_Problem to work on_. Note every line in the entries that contains the string "typo", and copy it.

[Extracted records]
-- Opening Marker --

PR #3564, opened 2025-11-06
refactor: prefer local alias for vim.api, vim.lsp

clason:
* be consistent
* use longer name that isn't as likely to shadow
* rule of thumb: > 5 occurrences merits an alias

### DIFF
--- a/lua/telescope/actions/init.lua
+++ b/lua/telescope/actions/init.lua
@@ -52,7 +52,7 @@
 --- file.
 ---@brief ]]
 
-local a = vim.api
+local api = vim.api
 
 local conf = require("telescope.config").values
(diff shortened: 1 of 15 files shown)


just1602:
Ain't no maintainer, but I reviewed it and LGTM! 

I'm really happy you're doing some cleanup @clason I was really not in the mood of switching to another picker, especially since fzf-lua doesn't support the send to qflist feature that I use a lot.

clason:
Thanks, but don't get used to it; this is just a slap of paint and a bandaid to keep the ball rolling at least for the Nvim 0.12 release. The project itself is still on life support (but no longer critical), with its future under discussion.

PR #3566, opened 2025-11-07
fix(treesitter): standalone implementation

clason:
Drop hard nvim-treesitter requirement, but assumes parser and
`locals` query (using the captures documented here:
https://github.com/nvim-treesitter/nvim-treesitter/blob/main/CONTRIBUTING.md#locals)
is available on `runtimepath`.


clason:
clason >> claude 💪

Conni2461 (approved):
Love to see that this is now everything possible with neovim itself 👍

PR #3614, opened 2026-01-23
fix(previewer): use new winid after toggle preview window

xieyonn:
# Description
Can not move selection cursor after toggle preview window.

1. `:Telescope find_files`
2. Press `toggle_preview` key, close and open preview window, keep preview window open.
3. move selection cursor.

image

All usages of buffer_preview are affected, for example `git_files`.
This was introduced after https://github.com/nvim-telescope/telescope.nvim/pull/3561 @clason
> Could it be a typo?

image

Toggle preview will create a new preview window, `preview_winid` is the new winid, `preview_window_id` was captured and used in `opts.teardown()`, it should be a bug because this variable is no longer updated.

So the change is to set `preview_window_id = preview_winid`

## Type of change

**Configuration**:
NVIM v0.11.5
Build type: Release
LuaJIT 2.1.1741730670
debian 12

# Checklist:

### DIFF
--- a/lua/telescope/previewers/buffer_previewer.lua
+++ b/lua/telescope/previewers/buffer_previewer.lua
@@ -436,11 +436,11 @@ previewers.new_buffer_previewer = function(opts)
         end
       end)
 
-      vim.wo[preview_window_id].winhl = "Normal:TelescopePreviewNormal"
-      vim.wo[preview_window_id].signcolumn = "no"
-      vim.wo[preview_window_id].foldlevel = 100
-      vim.wo[preview_window_id].wrap = false
-      vim.wo[preview_window_id].scrollbind = false
+      vim.wo[preview_winid].winhl = "Normal:TelescopePreviewNormal"
+      vim.wo[preview_winid].signcolumn = "no"
+      vim.wo[preview_winid].foldlevel = 100
+      vim.wo[preview_winid].wrap = false
+      vim.wo[preview_winid].scrollbind = false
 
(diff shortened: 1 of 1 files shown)


xieyonn:
There is also a hidden bug here: 
`preview_window_id = preview_id`should be placed outside. Otherwise, any other references to `preview_window_id` will get the old value. 

Currently, it only affects the `keep_last_buf = true` feature, which isn’t used within Telescope, so leave it here for now.

```lua
   function opts.preview_fn(self, entry, status)
     local preview_winid = status.layout.preview and status.layout.preview.winid
+    preview_window_id = preview_winid
     if get_bufnr(self) == nil then
       set_bufnr(self, api.nvim_win_get_buf(preview_winid))
-      preview_window_id = preview_winid
     end
 
     if opts.get_buffer_by_name and get_bufnr_by_bufname(self, opts.get_buffer_by_name(self, entry)) then
```

clason:
Yes, that was a typo/mistake; I relied on the tests to cover this.

(I remember being confused by `preview_window_id` vs. `preview_winid` -- is the former actually used?)

xieyonn:
`preview_window_id` is a captured value, used in `opts.teardown`, I guess it was used in resued cache buffer render (affected by `opts.keep_last_buf`). It can be a hidden bug, since I did not use it, so I just leave it.

image

clason:
Yeah, the unused part threw me, too...

(The codebase is in need of a massive refactor and cleanup.)

PR #4181, opened 2023-07-12
Add JS API Databar Reading Support

### LINKED ISSUE #3546: Add API support for `databar` column formatting

### LINKED ISSUE #3547: JS API support for `databar` column formatting

ethanalvizo:
Moving this feature to deephaven.UI

Closes #3547 
Closes #3546 

Works in tandem with https://github.com/deephaven/web-client-ui/pull/1415 on the UI side

### Demo Code:
```
from deephaven.column import int_col, double_col, string_col

students = new_table(
    [
        string_col("Name", ["Andy", "Claire", "Jane", "Steven"]),
        int_col("StudentID", [1, 2, 3, 4]),
        int_col("Threshold", [3, 3, 3, 3]),
        double_col("GPA", [-3.0, 4.0, 3.7, 2.8]),
        double_col("DirectionalAxis", [-3.0, 4.0, 3.7, 2.8]),
        double_col("MiddleAxis", [-3.0, 4.0, 3.7, 2.8]),
        double_col("OverlapPlacement", [-3.0, 4.0, 3.7, 2.8]),
        double_col("HidePlacement", [-3.0, 4.0, 3.7, 2.8]),
        double_col("RTLDirection", [-3.0, 4.0, 3.7, 2.8]),
        double_col("Markers", [-3.0, 4.0, 3.7, 2.8]),
        double_col("Markers2", [-3.0, 4.0, 3.7, 2.8]),
        double_col("Gradient", [-3.0, 4.0, 3.7, 2.8]),
    ]
)

data_bars = (
    students.format_data_bar(col="GPA", value_col="GPA")
    .format_data_bar(
        col="DirectionalAxis", value_col="DirectionalAxis", axis="directional"
    )
    .format_data_bar(col="MiddleAxis", value_col="MiddleAxis", axis="middle")
    .format_data_bar(
        col="OverlapPlacement",
        value_col="OverlapPlacement",
        value_placement="overlap",
    )
    .format_data_bar(
        col="HidePlacement", value_col="HidePlacement", value_placement="hide"
    )
    .format_data_bar(
        col="RTLDirection", value_col="RTLDirection", direction="RTL"
    )
    .format_data_bar(
        col="Markers", value_col="Markers", marker_col="Threshold"
    )
    .format_data_bar(
        col="Markers2",
        value_col="Markers2",
        marker_col="StudentID",
        marker_color="#0000FF",
    )
    .format_data_bar(
        col="Gradient",
        value_col="Gradient",
        negative_color=["#FF0000", "#FFFF00"],
        positive_color=["#FFFF00", "#00FF00"],
    )
)
```

### Expected Output:
image


web/client-api/src/main/java/io/deephaven/web/client/api/subscription/ViewportRow.java
```diff
@@ -65,6 +70,37 @@ public Format getFormat(Column column) {
...
             formatString = formatStrings.getAtAsAny(offsetInSnapshot).asString();
         }
-        return new Format(cellColors, rowColors, numberFormat, formatString);
+        if(column.getFormatDatabarColumnIndexRange() != null) {
+            Integer[] range = column.getFormatDatabarColumnIndexRange();
+            Integer start = range[0];
+            Integer end = range[1];
+
+            JsArray<Any> formatDatabarStrings = Js.uncheckedCast(dataColumns[start]);
+            formatDatabarString = formatDatabarStrings.getAtAsAny(offsetInSnapshot).asString();
```
ethanalvizo, line 79: I think this line is causing the error below since disabling that line makes the error go away

image

web/client-api/src/main/java/io/deephaven/web/client/api/Column.java
```diff
@@ -75,6 +78,11 @@ public Format getFormat(TableData.Row row) {
         return row.getFormat(this);
     }
 
+//    @JsMethod
+//    public Format getDatabar(TableData.Row row) {
+//        return row.getFormat(this);
+//    }
+
```
mofojed, line 85: Delete unused

web/client-api/src/main/java/io/deephaven/web/client/api/Column.java
```diff
@@ -217,18 +234,19 @@ public int hashCode() {
...
+        result = 31 * result + (formatDatabarColumnIndexRange != null ? formatDatabarColumnIndexRange.hashCode() : 0);
         result = 31 * result + type.hashCode();
         result = 31 * result + name.hashCode();
         return result;
     }
 
     public Column withFormatStringColumnIndex(int formatStringColumnIndex) {
         return new Column(jsIndex, index, formatColumnIndex, styleColumnIndex, type, name, isPartitionColumn,
-                formatStringColumnIndex, description, isInputTableKeyColumn);
+                formatStringColumnIndex, formatDatabarColumnIndexRange, description, isInputTableKeyColumn);
```
mofojed, line 245: I think you're already refactoring, but yea use a map instead.

web/client-api/src/main/java/io/deephaven/web/client/api/barrage/def/ColumnDefinition.java
```diff
@@ -117,6 +128,19 @@ public void setFormatColumnName(String formatColumn) {
...
+
+    public Collection<String> getDatabarColumnNames() {
+        return databarColumn.values();
+    }
+
+//    public void setDatabarColumnName(Map<String, String> databarColumn) {
+//    public void setDatabarColumnName(String databarColumn) {
+//        this.databarColumn = databarColumn;
+//    }
+
```
mofojed, line 143: Remove unused

web/client-api/src/main/java/io/deephaven/web/client/api/barrage/def/ColumnDefinition.java
```diff
@@ -143,27 +167,46 @@ public String getDescription() {
...
+                databarFormatIndexRange[0] = Integer.MAX_VALUE;
+            }
+            if(databarFormatIndexRange[1] == null) {
+                databarFormatIndexRange[1] = Integer.MIN_VALUE;
+            }
+
+            ColumnDefinition column = byNameMap.get(colName);
+            databarFormatIndexRange[0] = Math.min(databarFormatIndexRange[0], column.getColumnIndex());
+            databarFormatIndexRange[1] = Math.max(databarFormatIndexRange[1], column.getColumnIndex());
+        }
```
mofojed, line 192: Use a map instead

web/client-api/src/main/java/io/deephaven/web/public/table_viewport.html
```diff
@@ -107,6 +107,7 @@ <h3>Table data</h3>
 
         var viewportData = event.detail;
         var rows = viewportData.rows;
+        console.log(JSON.stringify(rows));
```
mofojed, line 110: Remove before merging.

mofojed (changes requested):

engine/table/src/main/java/io/deephaven/engine/table/impl/TableDefaults.java
```diff
@@ -223,6 +226,72 @@ default Table formatColumns(String... columnFormats) {
...
+        if (!axis.equals("proportional") && !axis.equals("middle") && !axis.equals("directional")) {
+            throw new IllegalArgumentException("invalid axis option!");
+        }
+        if (min != null && max != null && min > max) {
+            throw new IllegalArgumentException("min cannot be greater than max!");
+        }
+        if (positiveColor != null) {
+            try {
+                Color c = new Color(positiveColor);
+            } catch (IllegalArgumentException e) {
```
ethanalvizo, line 241: probably a better way to test if the string is a valid color?

web/client-api/src/main/java/io/deephaven/web/client/api/subscription/SubscriptionTableData.java
```diff
@@ -590,7 +646,20 @@ public Format getFormat(long index, Column column) {
                 JsArray<Any> formatStrings = Js.uncheckedCast(data[column.getFormatStringColumnIndex()]);
                 formatString = formatStrings.getAtAsAny(redirectedIndex).asString();
             }
-            return new Format(cellColors, rowColors, numberFormat, formatString);
+            // if (column.getFormatDatabarColumnIndexRange() != null) {
+            // JsArray<Any> formatDatabarStrings = Js.uncheckedCast(data[column.getFormatDatabarColumnIndexRange()]);
+            // formatDatabarString = formatDatabarStrings.getAtAsAny(redirectedIndex).asString();
+            // }
```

-- Closing Marker --

_Written solution_.
> Could it be a typo?
Yes, that was a typo/mistake; I relied on the tests to cover this.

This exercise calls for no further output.